1. Customs and Border Enforcement

Counterfeiting is, by its very nature, a trans-national concern. The overwhelming majority of counterfeit goods are manufactured in a handful of countries, before being distributed throughout the global marketplace. As such, national Customs agencies are often the first line of defense in identifying and interdicting illicit shipments before they can reach consumers. The IACC works to ensure that Customs personnel around the world have the necessary legal authority, tools, and funding to effectively carry out their mission of protecting consumers and legitimate businesses.

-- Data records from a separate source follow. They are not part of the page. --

PR #7776, opened 2025-09-25
CBG-4839 get maxcas for each vbucket

torcolvin:
CBG-4839

Non goals for this ticket:

- Do not need to poll/query for updates if user changes bucket setting, will rely on reloading database.

- [ ] `GSI=true,xattrs=true` https://jenkins.sgwdev.com/job/SyncGatewayIntegration/103/
- [ ] `topologytests` TODO

### DIFF
--- a/db/hybrid_logical_vector.go
+++ b/db/hybrid_logical_vector.go
@@ -52,7 +52,7 @@ const (
 )
 
 const (
-	unknownSourceID = "unknownSource" // used if the document was written before ECCV was enabled
+	unknownSourceID = "Unknown+Source" // used if the document was written before ECCV was enabled
 )
 
 type HLVVersions map[string]uint64 // map of source ID to version uint64 version value
--- a/db/hybrid_logical_vector.go
+++ b/db/hybrid_logical_vector.go
@@ -51,6 +51,10 @@ const (
 	minPVEntriesRetained         = 3 // minPVEntriesRetained defines the minimum number of PV entries that should be retained after compaction, to avoid removing all history for infrequently updated/replicated documents.
 )
 
+const (
+	unknownSourceID = "unknownSource" // used if the document was written before ECCV was enabled
+)
+
 type HLVVersions map[string]uint64 // map of source ID to version uint64 version value
 
 // sorted will iterate through the map returning entries in a stable sorted order. Used by testing to make it easier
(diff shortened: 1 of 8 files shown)


bbrks:
> - [x] In GetCCVStartingCas, I believe vBucketsMaxCas will not show up if enableCrossClusterVersioning is not set to true. Test manually in unit test framework by removing [e67f6dc/base/main_test_bucket_pool.go#L650C5-L650C29](https://github.com/couchbase/sync_gateway/blob/e67f6dced72f502e44b553e06882daf8de570419/base/main_test_bucket_pool.go#L650C5-L650C29). ECCV is a one way operation

Done

> - [ ] If enableCrossClusterVersioning is not set, or vBucketsMaxCas, initialize values to MaxUint64 (i.e. no cas will be greater).

Not required - needs the enabled condition anyway and falls back to `0`

> - [x] Call GetCCVStartingCas and store on database at load time. I think it's possible we might want to live reload this when someone enables ECCV with a running database. but not as part of this ticket. That future enhancement could use bootstrap polling to test for cluster map changes, which can be used to reset this value.

Kinda done - Same pattern as metadata purge, version pruning window. Lazy init on first call and uses cached values - still allows for force refresh in future.

> - [x] Create interface for rosmar which is going to return these starting cas values as 0. rosmar always supports ECCV effectively. This should simplify DCP code.

Kinda. Rosmar is handled by the `!ok` check

> - [x] Compare cas of document to be imported with CCV starting cas. If greater or equal, use DatabaseContext.EncodedSourceID, otherwise use base64 encoded "Unknown" str.

Done - with additional enabled condition.

> - [x] Change setting source ID based on comparison above.

Done with hardcoded `unknownSource` const

> - [ ] Verify this is used for on demand and feed imports.

Still required!

db/hybrid_logical_vector.go
```diff
@@ -51,6 +51,10 @@ const (
 	minPVEntriesRetained         = 3 // minPVEntriesRetained defines the minimum number of PV entries that should be retained after compaction, to avoid removing all history for infrequently updated/replicated documents.
 )
 
+const (
+	unknownSourceID = "unknownSource" // used if the document was written before ECCV was enabled
```
adamcfraser: Should we use the format `Unknown+Source` for consistency of format with the other well-known sourceID?

adamcfraser (approved):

Transshipment / In-Transit Goods

Counterfeiters have developed increasingly sophisticated distribution chains in order to evade detection of their illegal smuggling, often seeking to "launder" their shipments through one or more countries before shipping them to their ultimate destination. The IACC strongly supports the adoption of laws and regulations that empower Customs agencies to detain and seize illegal shipments, even where those goods are merely passing through one country en route to another. The global nature of the counterfeit trade demands that Customs agencies take action whenever possible, and at minimum to share intelligence with their counterparts abroad.


Canada Bill C-8

The IACC welcomed the recent adoption of Canada's Bill C-8, which enacted many long overdue amendments to the country's statutory regime. Regrettably, the legislation failed to include provisions that would empower the Canada Border Services Agency to seize counterfeit goods passing through Canada, but documented for ultimate delivery in another country.
The IACC will continue to monitor Canada's implementation of Bill C-8, and to work with our partners in the Canadian Anti-Counterfeiting Network (CACN) to advocate for additional enhancements to the country's laws.

2. Online Counterfeiting

While legitimate retailers increasingly leverage the Internet as a platform for the sale and distribution of their goods to consumers, the same is true of counterfeiters. The Internet's maturation as a commercial platform has created new opportunities for selling and advertising illegal goods, as well as an ever-widening pool of potential customers.
The shift to online distribution has raised a variety of practical difficulties for those seeking to enforce their rights against individuals who are able to operate with relative anonymity and beyond the jurisdiction of U.S. courts or law enforcement. The proliferation of this illicit trade online also poses a threat to consumers' confidence in the legitimacy of the Internet as a commercial platform. Addressing these problems is in everyone's interest. It is the responsibility of all of the players in the e-commerce ecosystem.
The IACC has long been a proponent of a "follow the money" approach to addressing the trafficking of counterfeit goods online. In January 2012, the IACC launched its RogueBlock program in partnership with some of the world's largest multinational brands and leading financial companies. The partnership's goal is to diminish the ability of criminal counterfeiters to process online payments, thereby decreasing the profitability of their illicit businesses.
Evolving technologies and business models often carry significant implications for intellectual property owners. These changes also frequently outpace the development of relevant legislation, leaving the courts to interpret old laws in a new context. The IACC regularly weighs in as a "friend of the court" in cases involving emerging issues related to intellectual property protection and enforcement in the 21st Century. Whether in the "brick and mortar" world, or online, the IACC remains a strong advocate for policies that acknowledge the fundamental property rights of creators and the inherent consumer protection rationale that historically underscores trademark law.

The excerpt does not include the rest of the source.